[Stored data entries]
========================================================================

PR #1535, opened 2026-02-14
fix: return JSON-RPC error when tool not found per spec

Limitless2023:
## Summary

Fix for issue #1510 - Calling a nonexistent tool should trigger a JSON-RPC Error

## Problem

When a client calls a tool that does not exist, the current SDK returns:
```json
{
  "jsonrpc": "2.0",
  "id": "3",
  "result": {
    "content": [...],
    "isError": true
  }
}
```

## Expected (per MCP spec)

According to the [MCP specification](https://modelcontextprotocol.io/specification/2025-11-25/server/tools#error-handling), it should return a proper JSON-RPC error:
```json
{
  "jsonrpc": "2.0",
  "id": 3,
  "error": {
    "code": -32602,
  }
}
```

## Fix

Re-throw ProtocolErrors with `InvalidParams` or `MethodNotFound` codes so they become proper JSON-RPC errors instead of being wrapped in a CallToolResult.

This affects:
- Tool not found
- Tool disabled
- Invalid tool arguments
- And other validation errors

## Testing

The change affects error handling paths. Manual testing recommended:
1. Register a tool, then call a non-existent tool name
2. Verify the response is now a proper JSON-RPC error

### DIFF
--- a/packages/server/src/server/mcp.ts
+++ b/packages/server/src/server/mcp.ts
@@ -213,8 +213,19 @@ export class McpServer {
                 await this.validateToolOutput(tool, result, request.params.name);
                 return result;
             } catch (error) {
-                if (error instanceof ProtocolError && error.code === ProtocolErrorCode.UrlElicitationRequired) {
-                    throw error; // Return the error to the caller without wrapping in CallToolResult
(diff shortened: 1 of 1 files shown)


felixweinberger:

PR #141, opened 2025-01-27
Update README.md about `client.callTool`

funwarioisii:
## Motivation and Context

The `Writing MCP Clients` in the README did not work correctly and I want to fix it.

## How Has This Been Tested?

I used `@modelcontextprotocol/server-puppeteer` to check the operation at hand

```typescript
const transport = new StdioClientTransport({
	command: "npx",
	args: ["-y", "@modelcontextprotocol/server-puppeteer"],
});

const client = new Client(
	{
		name: "example-client",
		version: "1.0.0",
	},
	{
		capabilities: {
			prompts: {},
			resources: {},
			tools: {},
		},
	},
);

await client.connect(transport);

const result = await client.callTool({
  name: "puppeteer_navigate",
  arguments: {
		url: "https://google.com",
	},
});
console.dir(result, { depth: null });

await client.close();
```

## Breaking Changes

No.

## Types of changes

- [ ] Bug fix (non-breaking change which fixes an issue)
- [ ] New feature (non-breaking change which adds functionality)
- [ ] Breaking change (fix or feature that would cause existing functionality to change)
- [x] Documentation update

## Checklist

- [x] I have read the [MCP Documentation](https://modelcontextprotocol.io)
- [ ] My code follows the repository's style guidelines
- [x] New and existing tests pass locally
- [ ] I have added appropriate error handling
- [x] I have added or updated documentation as needed

## Additional context

The type declaration for `client.callTool` can be found here.

https://github.com/modelcontextprotocol/typescript-sdk/blob/87197fb4a7676dcf4d0f6ac1b91fb22e13c1f439/src/client/index.ts#L404-L406

https://github.com/modelcontextprotocol/typescript-sdk/blob/87197fb4a7676dcf4d0f6ac1b91fb22e13c1f439/src/types.ts#L773-L779

Following the current documentation would result in the following type error

> error TS2345: Argument of type 'string' is not assignable to parameter of type '{ [x: string]: unknown; name: string; _meta?: { [x: string]: unknown; progressToken?: string | number | undefined; } | undefined; arguments?: { [x: string]: unknown; } | undefined; }'

I have corrected this diff.

PR #1545, opened 2026-02-16
feat: implement auth/pre-registration conformance scenario

felixweinberger:
## Motivation and Context
The conformance suite includes an `auth/pre-registration` scenario that tests OAuth flows where the client has pre-registered credentials (no dynamic client registration). The TypeScript SDK supports this but lacked a conformance client test.

Also bumps `@modelcontextprotocol/conformance` to 0.1.14 which fixes the `tools_call` race condition (PR #141) and adds the SEP-990 cross-app-access scenario.

## How Has This Been Tested?
Full conformance suite run locally:
- Server: 30/30 (100%)
- Client: 23/24 pass (281 checks), 1 expected failure (`auth/cross-app-access-complete-flow` — SEP-990, not yet implemented)

## Breaking Changes
None.

## Types of changes

## Checklist

## Additional context
Changes:
- `test/conformance/src/everythingClient.ts`: Add pre-registration scenario handler
- `test/conformance/conformance-baseline.yml`: Remove `tools_call` and `auth/pre-registration` (now passing), add `auth/cross-app-access-complete-flow` (SEP-990)
- `package-lock.json`: Bump conformance to 0.1.14

### DIFF
--- a/.github/workflows/conformance.yml
+++ b/.github/workflows/conformance.yml
@@ -21,7 +21,7 @@ jobs:
             - uses: actions/checkout@v4
             - uses: actions/setup-node@v4
               with:
-                  node-version: 20
+                  node-version: 24
                   cache: npm
             - run: npm ci
             - run: npm run build
@@ -33,7 +33,7 @@ jobs:
             - uses: actions/checkout@v4
             - uses: actions/setup-node@v4
               with:
-                  node-version: 20
+                  node-version: 24
                   cache: npm
             - run: npm ci
             - run: npm run build
--- a/test/conformance/conformance-baseline.yml
+++ b/test/conformance/conformance-baseline.yml
@@ -1,14 +1,8 @@
 # Known conformance test failures for v1.x
 # These are tracked and should be removed as they're fixed.
 #
-# tools_call: conformance runner's test server reuses a single Server
-# instance across requests, triggering v1.26.0's "Already connected"
-# guard (GHSA-345p-7cg4-v4c7). Fixed in conformance repo (PR #141),
-# remove this entry once a new conformance release is published.
-#
-# auth/pre-registration: scenario added in conformance 0.1.11 that
-# requires a dedicated client handler for pre-registered credentials.
-# Needs to be implemented in both v1.x and main.
+# auth/cross-app-access-complete-flow: SEP-990 Enterprise Managed OAuth
+# scenario added in conformance 0.1.14. Requires implementing token
+# exchange (RFC 8693) and JWT bearer grant (RFC 7523) in the client.
 client:
-    - tools_call
-    - auth/pre-registration
+    - auth/cross-app-access-complete-flow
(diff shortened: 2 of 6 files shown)


.github/workflows/conformance.yml
```diff
@@ -21,7 +21,7 @@ jobs:
             - uses: actions/checkout@v4
             - uses: actions/setup-node@v4
               with:
-                  node-version: 20
+                  node-version: 24
```
felixweinberger, line 24: needed to have `fs.globSync` available which we use in conformance:

https://github.com/modelcontextprotocol/conformance/blob/main/src/tier-check/checks/test-conformance-results.ts#L35

test/conformance/conformance-baseline.yml
```diff
@@ -1,14 +1,8 @@
...
-# auth/pre-registration: scenario added in conformance 0.1.11 that
-# requires a dedicated client handler for pre-registered credentials.
-# Needs to be implemented in both v1.x and main.
+# auth/cross-app-access-complete-flow: SEP-990 Enterprise Managed OAuth
+# scenario added in conformance 0.1.14. Requires implementing token
+# exchange (RFC 8693) and JWT bearer grant (RFC 7523) in the client.
 client:
-    - tools_call
-    - auth/pre-registration
+    - auth/cross-app-access-complete-flow
```
felixweinberger, line 8: this is expected to fail given it's a new post 2025-11-25 spec item

pcarleton: 👍  agreed. we should make it easier to not include this in the test suite. right now we run `all` which is too absolute of a name.

test/conformance/src/everythingClient.ts
```diff
@@ -228,6 +235,86 @@ async function runClientCredentialsBasic(serverUrl: string): Promise<void> {
...
+
+    await transport.close();
+    logger.debug('Connection closed successfully');
+}
+
+/**
+ * Creates a fetch wrapper that uses a pre-populated OAuth provider.
+ * Similar to withOAuthRetry but uses the given provider instance directly.
+ */
+function createPreRegFetch(provider: ConformanceOAuthProvider, serverUrl: string): typeof fetch {
```
pcarleton: I think it'd be better to change withOAuthRetry to take a provider optionally rather than creating one, otherwise we're reimplementing it.

.github/workflows/conformance.yml
pcarleton: we're not using tier-check here though right? or does the npm install fail?

this is probably fine, but if we do find this to be an issue we can use a different API in that script

felixweinberger: `npm install` doesn't fail, but because in `dist.js` it's all just globally imported you get an import error at runtime - without this I was getting build errors on client and server conformance: https://github.com/modelcontextprotocol/typescript-sdk/actions/runs/22072456467/job/63780139103#step:6:12

test/conformance/src/everythingClient.ts
felixweinberger: Amended.

PR #1549, opened 2026-02-17
Import "Build a weather server" quickstart guide

jonathanhefner:
Import and adapt the [server quickstart tutorial from modelcontextprotocol.io](https://modelcontextprotocol.io/docs/develop/build-server) and the companion `weather-server-typescript` example from `modelcontextprotocol/quickstart-resources` into this repo.

`docs/server-quickstart.md` uses code fences with `source=` attributes so code snippets are type-checked and kept in in sync with the full runnable example in `examples/server-quickstart/`.

Supporting changes:

- `docs/documents.md`: list the new doc
- `typedoc.config.mjs`: add `powershell` syntax highlighting
- `.prettierignore`: exclude `examples/server-quickstart/` (2-space  indent to match ecosystem conventions)
- `scripts/sync-snippets.ts`: fix `dedent()` short-circuit on empty  `baseIndent`; move `.trim()` so region extraction sees full file


examples/server-quickstart/package.json
```diff
@@ -0,0 +1,21 @@
+{
+    "name": "@modelcontextprotocol/examples-server-quickstart",
```
felixweinberger, line 2: Any reason this needs to be its own package rather than adding to `examples/server`?

I don't think we want to proliferate additional examples packages beyond what we already have with `server`, `client` and `shared`

examples/server-quickstart/tsconfig.json
```diff
@@ -0,0 +1,22 @@
+{
+    "compilerOptions": {
```
felixweinberger, line 2: ditto, not sure why this needs to have its own tsconfig and can't just go in `examples/server`

jonathanhefner:
> Can we make this part of `server/examples`? Is there a particular reason it needs to be its own package?

@felixweinberger A separate package allows new users to inspect the directory structure without added noise, and copy / run with minimal modification.  (The `package.json` does need a small modification due to using npm workspaces.)

I did it specifically because it's a quickstart, and wouldn't recommend doing it for other examples.  That said, if you prefer keeping everything in `examples/server/src` though, I can do that.

felixweinberger (approved):

PR #1567, opened 2026-02-22
fix: throw ProtocolError as JSON-RPC error for tool not found

### LINKED ISSUE #1510: Calling a nonexistent tool should trigger a JSON-RPC Error

stakeswky:
## Summary

Fix tool not found errors to return JSON-RPC Error instead of JSON-RPC Result with `isError: true`, per MCP specification.

## Problem

When a client calls a nonexistent tool, the current implementation returns:

```json
{
  "jsonrpc": "2.0",
  "id": "3",
  "result": {
    "content": [
      {
        "type": "text",
      }
    ],
    "isError": true
  }
}
```

But the [MCP specification](https://modelcontextprotocol.io/specification/2025-11-25/server/tools#error-handling) requires:

```json
{
  "jsonrpc": "2.0",
  "id": 3,
  "error": {
    "code": -32602,
  }
}
```

## Root Cause

The `tools/call` handler's catch block only re-threw `UrlElicitationRequired` errors. All other `ProtocolError` instances (including tool not found, tool disabled, invalid params, etc.) were caught and wrapped in a `CallToolResult` with `isError: true`.

## Fix

Changed the catch block to re-throw **all** `ProtocolError` instances, not just `UrlElicitationRequired`. This ensures protocol-level errors are returned as JSON-RPC errors per the spec.

## Tests

Updated the existing test for nonexistent tools to expect a thrown error instead of a `CallToolResult` with `isError: true`.

Fixes #1510

### DIFF
--- a/packages/server/src/server/mcp.ts
+++ b/packages/server/src/server/mcp.ts
@@ -176,7 +176,6 @@ export class McpServer {
             }
 
             try {
-
                 const isTaskRequest = !!request.params.task;
                 const taskSupport = tool.execution?.taskSupport;
                 const isTaskHandler = 'createTask' in (tool.handler as AnyToolHandler<AnySchema>);


KKonstantinov:
Hi, thank you for this. The TS SDK is currently identical with the Python SDK - see https://github.com/modelcontextprotocol/modelcontextprotocol/pull/2145 opened against the spec. Will let this PR on hold for a little bit to see what happens with the spec PR; if it gets rejected, will merge this.

felixweinberger:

========================================================================

Exercise directions ->
For each line above that contains the word "what", make a copy.

Exercise answer ->
I don't think we want to proliferate additional examples packages beyond what we already have with `server`, `client` and `shared`
Hi, thank you for this. The TS SDK is currently identical with the Python SDK - see https://github.com/modelcontextprotocol/modelcontextprotocol/pull/2145 opened against the spec. Will let this PR on hold for a little bit to see what happens with the spec PR; if it gets rejected, will merge this.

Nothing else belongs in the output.